Task details | Would you filter these records and copy every line that has the word "uses"?

Input material |
┌──
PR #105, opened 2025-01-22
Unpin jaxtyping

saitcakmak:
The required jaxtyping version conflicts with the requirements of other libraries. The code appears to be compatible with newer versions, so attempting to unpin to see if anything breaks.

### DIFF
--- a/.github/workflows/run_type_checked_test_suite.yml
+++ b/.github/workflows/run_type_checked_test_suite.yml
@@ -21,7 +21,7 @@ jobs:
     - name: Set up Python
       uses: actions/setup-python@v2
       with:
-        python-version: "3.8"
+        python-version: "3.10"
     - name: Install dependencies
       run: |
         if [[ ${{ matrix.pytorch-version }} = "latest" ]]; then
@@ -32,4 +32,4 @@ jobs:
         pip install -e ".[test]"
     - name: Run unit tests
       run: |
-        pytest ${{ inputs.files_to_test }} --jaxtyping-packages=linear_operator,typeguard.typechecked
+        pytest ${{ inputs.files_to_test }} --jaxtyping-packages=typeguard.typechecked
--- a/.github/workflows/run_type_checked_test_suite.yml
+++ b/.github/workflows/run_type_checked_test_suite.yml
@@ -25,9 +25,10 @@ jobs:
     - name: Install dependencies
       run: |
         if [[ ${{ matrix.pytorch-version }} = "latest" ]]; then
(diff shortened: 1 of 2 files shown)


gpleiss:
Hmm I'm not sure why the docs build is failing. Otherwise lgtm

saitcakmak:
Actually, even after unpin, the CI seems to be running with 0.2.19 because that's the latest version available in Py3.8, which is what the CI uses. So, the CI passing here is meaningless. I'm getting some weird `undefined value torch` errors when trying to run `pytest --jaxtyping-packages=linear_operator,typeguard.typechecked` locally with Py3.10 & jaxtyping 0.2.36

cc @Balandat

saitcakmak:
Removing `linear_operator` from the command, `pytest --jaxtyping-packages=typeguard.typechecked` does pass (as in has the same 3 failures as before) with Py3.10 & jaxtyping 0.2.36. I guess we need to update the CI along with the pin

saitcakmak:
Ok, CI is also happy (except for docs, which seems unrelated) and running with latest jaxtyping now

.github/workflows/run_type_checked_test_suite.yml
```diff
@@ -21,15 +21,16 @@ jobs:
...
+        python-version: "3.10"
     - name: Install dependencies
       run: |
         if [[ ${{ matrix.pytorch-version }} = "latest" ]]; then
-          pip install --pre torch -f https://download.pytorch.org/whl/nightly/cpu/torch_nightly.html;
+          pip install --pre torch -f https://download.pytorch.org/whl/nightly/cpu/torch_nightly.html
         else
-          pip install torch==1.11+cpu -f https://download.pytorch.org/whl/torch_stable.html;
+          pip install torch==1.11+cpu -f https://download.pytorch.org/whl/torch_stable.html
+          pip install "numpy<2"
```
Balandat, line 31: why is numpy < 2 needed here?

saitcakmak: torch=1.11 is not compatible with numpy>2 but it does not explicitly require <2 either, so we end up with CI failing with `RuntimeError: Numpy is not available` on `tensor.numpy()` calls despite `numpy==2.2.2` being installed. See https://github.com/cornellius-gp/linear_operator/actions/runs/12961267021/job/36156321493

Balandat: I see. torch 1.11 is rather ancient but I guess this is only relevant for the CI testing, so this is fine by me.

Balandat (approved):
└──
Response |
       uses: actions/setup-python@v2
Actually, even after unpin, the CI seems to be running with 0.2.19 because that's the latest version available in Py3.8, which is what the CI uses. So, the CI passing here is meaningless. I'm getting some weird `undefined value torch` errors when trying to run `pytest --jaxtyping-packages=linear_operator,typeguard.typechecked` locally with Py3.10 & jaxtyping 0.2.36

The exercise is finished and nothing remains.